Memories: will they all vanish with us when we go? Of course they will. Many are fading now as we sit here at our desks, in our offices, before our computer screens. The grey screen hustle and bustle pushes memories, light and bright, back into the darkest corners. Where do I get off the bus, the train? Which number is it? Where is the office? Who am I meeting today and at what time? Did I shut the door behind me? Did I pack the children’s lunch? Did I let the cat out?
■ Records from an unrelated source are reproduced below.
PR #1383, opened 2019-07-10
Typesafe wrappers for URIs and project names

szarnekow:


plugins/org.eclipse.n4js.generator.headless/src/org/eclipse/n4js/generator/headless/ConfiguredGeneratorFactory.java
```diff
@@ -65,7 +65,7 @@ ConfiguredGenerator getConfiguredGenerator(IN4JSProject project) {
 	 */
 	private void configureFSA(IN4JSProject project) {
 		File currentDirectory = new File(".");
-		File projectLocation = new File(project.getLocation().toFileString());
+		File projectLocation = new File(project._getLocation().toFileString());
```
szarnekow: `_getLocation` is a temporary name for this method. Same as `getSafeLocation`.
The former should be removed whereas the `getSafeLocation` should be renamed to `getLocation`

plugins/org.eclipse.n4js.generator.headless/src/org/eclipse/n4js/generator/headless/HeadlessHelper.java
```diff
@@ -68,7 +67,8 @@
 	 *             in error Case.
 	 */
 	public void registerProjects(BuildSet buildSet, FileBasedWorkspace workspace) throws N4JSCompileException {
-		Iterable<URI> projectUris = Iterables.transform(buildSet.getAllProjects(), p -> p.getLocation());
+		Iterable<FileURI> projectUris = Iterables.transform(buildSet.getAllProjects(),
+				p -> (FileURI) p.getSafeLocation());
```
szarnekow: The cast to `FileURI` looks suspicious at a first glance. Needs to be double checked.

plugins/org.eclipse.n4js.ui/src/org/eclipse/n4js/ui/internal/N4JSEclipseModel.java
```diff
@@ -171,32 +197,37 @@ public N4JSEclipseProject findProjectWith(URI nestedLocation) {
...
 		if (null != project && project.exists()) {
-			final Path path = new Path(location.toPlatformString(true));
-			final IResource resource;
-			if (1 == path.segmentCount()) {
-				resource = workspace.getProject(path.segment(0));
-			} else {
-				resource = workspace.getFile(path);
-			}
-			n4jsContainer = getN4JSSourceContainer(resource);
+			n4jsContainer = Optional.fromNullable(project.findSourceFolderContaining(location));
```
mmews-n4: Seems like code duplication with above if-condition

plugins/org.eclipse.n4js.ui/src/org/eclipse/n4js/ui/external/ExternalProjectProvider.java
```diff
@@ -49,7 +49,7 @@
 	private ExternalLibraryPreferenceStore externalLibraryPreferenceStore;
 
 	@Inject
-	private EclipseBasedN4JSWorkspace userWorkspace;
+	private IN4JSCore userWorkspace;
```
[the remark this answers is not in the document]
szarnekow: Good catch. I'll fix this.

plugins/org.eclipse.n4js/src/org/eclipse/n4js/projectModel/locations/SafeURI.java
```diff
@@ -0,0 +1,165 @@
...
+
+	public boolean isParent(U nestedLocation) {
+		return nestedLocation.toFileSystemPath().startsWith(toFileSystemPath());
+	}
+
+	public abstract void delete(Consumer<? super IOException> errorHandler);
+
+	public abstract Path toFileSystemPath();
+
+	protected abstract U self();
```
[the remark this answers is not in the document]
szarnekow: The very short answer: Java does not have self types and generics can be used to mimic those.

We want to expose methods on the SafeURI, that will return the same type when they are called, e.g. `public U withTrailingPathDelimiter()` - such that a `PlatformResourceURI.withTrailingPathDelimiter` guarantees a result of type `PlatformResourceURI`. Without `self()`, we'd have to do an unchecked cast to `U` whenever we would want to return `this`.

plugins/org.eclipse.n4js.ui/src/org/eclipse/n4js/ui/external/ExternalProjectMappings.java
```diff
@@ -286,33 +270,36 @@ private void computeNecessaryDependenciesRek(Map<String, List<N4JSExternalProjec
...
-		URI depLoc = userWorkspace.findProjectForName(projectName);
-		if (depLoc != null) {
-			// respect closed workspace projects by omitting them
-			String locStr = depLoc.toPlatformString(true);
-			IProject iProject = ResourcesPlugin.getWorkspace().getRoot().getProject(locStr);
-			if (iProject == null || !iProject.isAccessible()) {
-				depLoc = null;
-			}
-		}
+		String workspaceProjectName = ProjectDescriptionUtils.convertN4JSProjectNameToEclipseProjectName(projectName);
```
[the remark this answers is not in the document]
szarnekow: I'd prefer that, but I'm not sure which name has to be put where. Ideally on the IProject has the eclipse name and all other names are of the shape `@scope/name` but I don't know how to guarantee that.

plugins/org.eclipse.n4js/src/org/eclipse/n4js/projectModel/locations/SafeURI.java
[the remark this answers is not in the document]
mmews-n4: Yes. When `self()` returns `(U) this;`, no subclass would have to implement `self()`. Acknowledged that this is a (somewhat) unchecked cast, at least from the IDE-point-of-view.

plugins/org.eclipse.n4js/src/org/eclipse/n4js/naming/ModuleNameComputer.xtend
```diff
@@ -106,10 +107,8 @@ class ModuleNameComputer {
 	}
 
 	private def boolean uriStartsWith(URI resourceLocation, URI containerLocation) {
```
mmews-n4: Similar semantics: `UriUtil#isPrefixOf(URI, URI)`

plugins/org.eclipse.n4js/src/org/eclipse/n4js/projectModel/names/N4JSProjectName.java
```diff
@@ -0,0 +1,84 @@
...
+
+/**
+ * A project name of the shape `(@scope/)?name`.
+ */
+public class N4JSProjectName implements Comparable<N4JSProjectName> {
+
+	private final String name;
+
+	public N4JSProjectName(String name) {
+		this.name = Preconditions.checkNotNull(name);
```
mmews-n4: While `EclipseProjectName` can be null, `N4JSProjectName` cannot?

plugins/org.eclipse.n4js/src/org/eclipse/n4js/projectModel/names/N4JSProjectName.java
```diff
@@ -0,0 +1,84 @@
...
+		Preconditions.checkArgument(name.indexOf(':') < 0, name);
```
mmews-n4: A similar check in `EclipseProjectName` could be introduced:
`Preconditions.checkArgument(name.indexOf('/') < 0, name);`

Issue #1373, opened 2019-07-05
As a smith I do not want to have compile errors after oomphing


jpilgrim:
After freshely "oomphing" N4JS with latest Eclipse version (Eclipse IDE for Eclipse Committers, 2019-06) and I got two problems:

- [ ] [org.eclipse.n4js.model/emf-gen](https://github.com/eclipse/n4js/tree/master/plugins/org.eclipse.n4js.model/emf-gen)
The whole folder contains errors due to wrong code generation. How can we fix that? Do we need a different EMF version somewhere?
- [ ] [AstSelectionProvider2PluginUITest.xtend](https://github.com/eclipse/n4js/blob/master/tests/org.eclipse.n4js.ui.tests/src/org/eclipse/n4js/tests/selection/AstSelectionProvider2PluginUITest.xtend) needs to be "touched" (i.e. changed, saved, undo change, save) in order to work

jpilgrim:
Screenshot of the two workaround:

1) emf-gen:
<img width="721" alt="ideWorkaround1" src="https://user-images.githubusercontent.com/1684899/60759659-2e283100-a029-11e9-90f6-262345fac2fe.png">

2) AstSelectionProvider2PluginUITest.xtend
<img width="542" alt="ideWorkaround2" src="https://user-images.githubusercontent.com/1684899/60759656-236d9c00-a029-11e9-8313-d652d2a1ea8f.png">

mmews-n4:
https://github.com/eclipse/n4js/pull/1390 fixes first item

szarnekow:
The other problem appears to be caused by a wrongly computed build order. Investigating.

szarnekow:
Further analysis revealed the following causal chain for the observed problem:

- We use bundle fragment to implement tests, lets say `n4js.runner.ui.tests` is a fragment for `n4js.runner.ui`
- The fragments required bundles, e.g. `n4js.ui.tests.helper` are hoisted into the host bundles dependencies internally by PDE
- Now we have a dependency from `n4js.runner.ui` to `n4js.ui.tests.helper` that is considered by the Eclipse incremental project builder.
- `n4jsui.tests.helper` depends again on `n4js.runner.ui` which forms a cyclic dependency.
- Cyclic dependencies are evil and cause the problem with the bogus error markers.
- Potential workaround: Refactor test fragments to bundles.

szarnekow:
see also https://bugs.eclipse.org/bugs/show_bug.cgi?id=536592
[...]

PR #1390, opened 2019-07-18
[#1373] More explicit type information as a workaround for Xcore bug

szarnekow:
[#1373] More explicit type information as a workaround for Xcore bug


mmews-n4:
Thanks!

mmews-n4:
builds are green, merging.

Issue #1388, opened 2019-07-16
As a smith I want to update to Eclipse 2019-06


mor-n4:
For the N4JS IDE, bump version of Eclipse to 2019-06 and also update all other dependencies (where applicable).

PR #1399, opened 2019-07-24
GH-1388: As a smith I want to update to Eclipse 2019-06 (part 2)

mor-n4:
See #1388.

This PR replaces `org.eclipse.equinox.ds` by `org.apache.felix.scr`, because `ds` is no longer part of the equinox feature, see [1], and would thus require explicit inclusion in the target platform. However, Oomph always removed this dependency to `ds` when re-generating the target platform, even when explicitly defining it as a dependency in a manifest.

Unrelated to the above, this PR also fixes a problem with dependency `javax.xml.stream`: Oomph always removed that dependency from the target platform when re-generating it, even though the dependency is required.


releng/org.eclipse.n4js.targetplatform/org.eclipse.n4js.targetplatform.target
```diff
@@ -75,7 +74,7 @@
       <unit id="com.google.inject" version="3.0.0.v201605172100"/>
       <unit id="io.github.classgraph" version="4.8.35.v20190528-1517"/>
       <unit id="javax.xml.bind" version="2.2.0.v201105210648"/>
-      <unit id="javax.xml.stream" version="1.0.1.v201004272200"/>
+      <unit id="javax.xml.stream" version="1.0.1.v201004272200"/> <!-- Oomph want's to remove javax.xml.stream, but it's required by rest-assured-2.4.0.jar in tester.tests.helper (tested July 2019) -->
```
torstenkraemer: try again with the extraUnits Annotation in the targlet-generator and use "," separation and only one entry.....

mor-n4:
This works! Seems like a bug in Oomph because the XML schema allows for several `extraUnits` elements, which I tested. Will look into this and maybe issue a ticket.

In any case: great idea to try this! :+1:

torstenkraemer:
As discussed the Annotations in the Setup-files are super-generic and I doubt that there will be any formal restriction on what you can enter.

PR #1401, opened 2019-07-24
GH-1400: Only add project if package.json has an "n4js" section

dbo:
#1400 

@mor-n4 please


mor-n4:
Builds green, merging ...

Issue #1422, opened 2019-08-21
npm install fails while installing n4js-cli on Windows 10


halitogunc:
n4js-cli installation failed at the **n4js-cli** `postinstall` script.

```
Windows Script Host
Line: 1
Char: 1
Error: Invalid character
Code: 800A03F6
Source: Microsoft JScript compilation error 
```

PR #1423, opened 2019-08-21
Fix npm install failure on Windows

halitogunc:
see: #1422

cc @mor-n4

### DIFF
--- a/n4js-libs/packages/n4js-cli/package.json
+++ b/n4js-libs/packages/n4js-cli/package.json
@@ -7,7 +7,7 @@
   "internalVersion": "2019-03-15T08:46:12Z",
   "description": "N4JS compiler and command line tools.",
   "scripts": {
-    "postinstall": "./npm-postinstall.js",
+    "postinstall": "node ./npm-postinstall.js",
     "build": "./npm-build.sh",
     "test": "eslint . && mocha tests"
   },
--- a/n4js-libs/packages/n4js-cli/npm-postinstall.js
+++ b/n4js-libs/packages/n4js-cli/npm-postinstall.js
@@ -1,5 +1,3 @@
-#!/usr/bin/env node
-
 /*
  * Copyright (c) 2018 NumberFour AG.
  * All rights reserved. This program and the accompanying materials


n4js-libs/packages/n4js-cli/package.json
```diff
@@ -7,7 +7,7 @@
   "internalVersion": "2019-03-15T08:46:12Z",
   "description": "N4JS compiler and command line tools.",
   "scripts": {
-    "postinstall": "./npm-postinstall.js",
+    "postinstall": "node ./npm-postinstall.js",
     "build": "./npm-build.sh",
```
mor-n4: And what about this shell script `npm-build.sh`? Does it work on Windows?
Also `n4jsc.js` a few lines further down: doesn't that one need to be adjusted, as well?

n4js-libs/packages/n4js-cli/package.json
```diff
@@ -7,7 +7,7 @@
   "internalVersion": "2019-03-15T08:46:12Z",
   "description": "N4JS compiler and command line tools.",
   "scripts": {
-    "postinstall": "./npm-postinstall.js",
+    "postinstall": "node ./npm-postinstall.js",
```
mor-n4: Have you tested that it still runs on macOS?

n4js-libs/packages/n4js-cli/package.json
mor-n4: Have you checked whether other package.json files contain similar cases? (shell scripts, .js-files launched via shebang)

n4js-libs/packages/n4js-cli/package.json
halitogunc: yes, it still works on macOS

n4js-libs/packages/n4js-cli/package.json
halitogunc: Windows does not have a built-in support for .sh files. They need to install a third-party tool like Cygwin, Git bash or similar.

halitogunc: yes, I have checked it and could not find any

mor-n4:
Builds green, merging ...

And if so, out of which bag?

passionless not meaningless
the way I take your hand
tomorrow night not even we
will ever understand
the conflicts of this moonlit beach
the warmth of this sea-licked sand

PS. There, see, I told you I couldn’t read my own handwriting. Kiss / take; night / sand. Oh dear, the old grey cells are playing chess with my mind again: P-K4 / e2-e4 … whatever next? Well, I warned you!!!!